Lab Rudolf Grosschedl

Assistant: Marika Rott Phone: +49 761 5108 711 Email: rott@ie-freiburg.mpg.de

Selected Publications

1.
Boller S, Ramamoorthy S, Akbas D, Nechanitzky R, Burger L, Murr R, Schübeler D, Grosschedl R (2016)
Pioneering Activity of the C-Terminal Domain of EBF1 Shapes the Chromatin Landscape for B Cell Programming
2.
Rosenbaum M, Andreani V, Kapoor T, Herp S, Flach H, Duchniewicz M and Grosschedl R (2014)
MZB1 is a GRP94 cochaperone that enables proper immunoglobulin heavy chain biosynthesis upon ER stress
3.
Nechanitzky R, Akbas D, Scherer S, Györy I, Hoyler T, Ramamoorthy S, Diefenbach A, and Grosschedl R (2013)
Transcription factor EBF1 is essential for the maintenance of B cell identity and prevention of alternative fates in committed cells
4.
Györy I, Boller S, Nechanitzky R, Mandel EM, Pott S, Liu ET, Grosschedl R (2012)
Transcription factor Ebf1 regulates differentiation stage-specific signaling, proliferation, and survival of B cells
5.
Kieslinger M, Hiechinger S, Dobreva G, Consalez GG, Grosschedl R. (2010)
Early B cell factor 2 regulates hematopoietic stem cell homeostasis in a cell-nonautonomous manner

Laboratory Rudolf Grosschedl

Laboratory Rudolf Grosschedl

The developmental potential and trajectory of a cell are influenced by external signals and internal conditions, including the epigenetic state and the activity of transcription factors.
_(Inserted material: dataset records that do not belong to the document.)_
PR #442, opened 2019-04-29
Suppress rendering of binary data

russss:
Binary columns (including spatialite geographies) get shown as ugly
binary strings in the HTML by default. Nobody wants to see that mess.

Show the size of the column in bytes instead. If you want to decode
the binary data, you can use a plugin to do it.


simonw:
I'm going to merge this and add a unit test.

simonw:
Demo here: https://latest.datasette.io/fixtures/binary_data

I slightly tweaked the copy:

image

Hematopoiesis is one of the best characterized developmental systems for studying cell fate decisions, differentiation, lineage-specific gene expression and plasticity of transcriptional and chromatin states.

In particular, B lymphopoiesis is an excellent paradigm for the stepwise differentiation of multipotent progenitors into terminally differentiated effector cells. Differentiation of multipotent progenitors into effector lineages requires multiple changes in transcriptional and chromatin states.

These include:

  1. multilineage priming of enhancers implicated in setting a chromatin state permissive for gene activation,
  2. expression of lineage-specific transcription factors that establish de novo accessibility of cis-regulatory elements,
  3. combinatorial action of transcription factors that form complex regulatory networks and activate lineage-specific gene programs and
  4. repression of transcriptional programs associated with alternative cell fates to stabilizes lineage decisions and commit cells to a specific cell fate.

We address questions of how lineage-specific transcription factors establish accessibility in naïve chromatin of hematopoietic progenitors, how specific combinations of transcription factors activate a lineage-specific program of gene expression and how transcription factors and cis-acting sequences form regulatory networks that establish and maintain B cell identity.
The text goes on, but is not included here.